**GOAL OF THE EXERCISE:** For the data below, give again exactly the lines from the one containing "The guard now" through the one containing "rendered | 1 emoji rendered |", both ends included, and no others.

[Records from a data source]
PR #23131, opened 2026-08-29
fix(route/bilibili): guard against null emoji_details in followings dynamic

### LINKED ISSUE #21916: [Bug] /bilibili/followings/dynamic showEmoji=1 导致 TypeError: t is not iterable
### 路由地址

```routes
/bilibili/followings/dynamic/:uid/:routeParams?
```

### 完整路由地址

```fullroutes
/bilibili/followings/dynamic/:uid/showEmoji=1
```

### 相关文档

https://docs.rsshub.app/routes/social-media#bilibili

### 预期是什么？

正常返回关注动态 RSS，并渲染表情图片

### 实际发生了什么？

返回 503，日志：TypeError: t is not iterable

### 部署

自建

### 部署相关信息

Docker diygod/rsshub:latest, Ubuntu 22.04, Node v24.15.0, 已配置 BILIBILI_COOKIE

### 额外信息

```shell
根因：followings-dynamic.ts 中 emoji_details 未判空。修复：item.display?.emoji_info?.emoji_details && showEmoji

本bug为我使用ai工具部署rsshub时大模型发现并反应，bug报告也是由大模型生成
```

### 这不是重复的 issue

- [x] 我已经搜索了 [现有 issue](https://github.com/DIYgod/RSSHub/issues)，以确保该错误尚未被报告。

ryanchou1994:

Close #21916

```routes
/bilibili/followings/dynamic/109937383/showEmoji=1
```

- [ ] New Route / 新的路由
    - [ ] Parsed / 可以解析
- [ ] `Puppeteer`

Not a new route — a one-line fix to an existing one, so the checklist does not apply.

## Note / 说明

The emoji guard checks `emoji_info`, but the loop iterates `emoji_info.emoji_details`. For dynamics carrying an `emoji_info` object with no emoji, `emoji_details` is `null`, so `for...of` throws `TypeError: t is not iterable` and the route 503s whenever `showEmoji=1`. The reporter of #21916 pinned it to this line; #21914 and #21915 are the same crash.

The guard now checks the value that is actually iterated, and `showEmoji` moved first so the cheap check runs first.

Minimal repro of both guards (Node 26) over the shapes the API returns:

| `item.display.emoji_info` | before | after |
|---|---|---|
| `{ emoji_details: null }` | `TypeError` | skipped |
| `{}` (field absent) | `TypeError` | skipped |
| `{ emoji_details: [1 emoji] }` | 1 emoji rendered | 1 emoji rendered |
| no `display` | skipped | skipped |

Crashing shapes are handled, normal rendering is unchanged, and `emoji_details` appears nowhere else in the repo.

Replaces #23130: my first description dropped two required headings, so the route detector could not read the `routes` block and auto-closed it. Same commit, corrected description.

### DIFF
--- a/lib/routes/bilibili/followings-dynamic.ts
+++ b/lib/routes/bilibili/followings-dynamic.ts
@@ -174,7 +174,7 @@ async function handler(ctx) {
 
             // emoji
             let data_content = getDes(data);
-            if (item.display && item.display.emoji_info && showEmoji) {
+            if (showEmoji && item.display?.emoji_info?.emoji_details) {
                 const emoji = item.display.emoji_info.emoji_details;
                 for (const item of emoji) {
                     data_content = data_content.replaceAll(


ryanchou1994:
The route test failure above is `ConfigNotFoundError: 缺少对应 uid 的 Bilibili 用户登录后的 Cookie 值` — `/bilibili/followings/dynamic` needs a `BILIBILI_COOKIE_<uid>`, which CI doesn't have, so this route reports Failed no matter what the diff does.

The change doesn't touch the request path: the crash happens after the response is parsed, when the emoji block iterates `emoji_info.emoji_details` while only having checked `emoji_info`. I verified it by running both guards over the shapes the API returns (table in the description) rather than through the live route.

Let me know if you'd rather I put a different, CI-testable route in the `routes` block.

**ANSWER FOR THE TASK:**
The guard now checks the value that is actually iterated, and `showEmoji` moved first so the cheap check runs first.

Minimal repro of both guards (Node 26) over the shapes the API returns:

| `item.display.emoji_info` | before | after |
|---|---|---|
| `{ emoji_details: null }` | `TypeError` | skipped |
| `{}` (field absent) | `TypeError` | skipped |
| `{ emoji_details: [1 emoji] }` | 1 emoji rendered | 1 emoji rendered |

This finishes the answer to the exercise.